= Provided material =
PR #1946, opened 2018-08-19
Extract used propTypes detection

### LINKED ISSUE #963: `prop-types` should cover `props` in `setState()` too
As specified in [React docs](https://facebook.github.io/react/docs/react-component.html#setstate):

> It's also possible to pass a function with the signature `function(state, props) => newState`.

= Description of the task =
All the lines that hold the word "props" must appear in the answer, copied from the records.

= Written response =
### LINKED ISSUE #963: `prop-types` should cover `props` in `setState()` too
> It's also possible to pass a function with the signature `function(state, props) => newState`.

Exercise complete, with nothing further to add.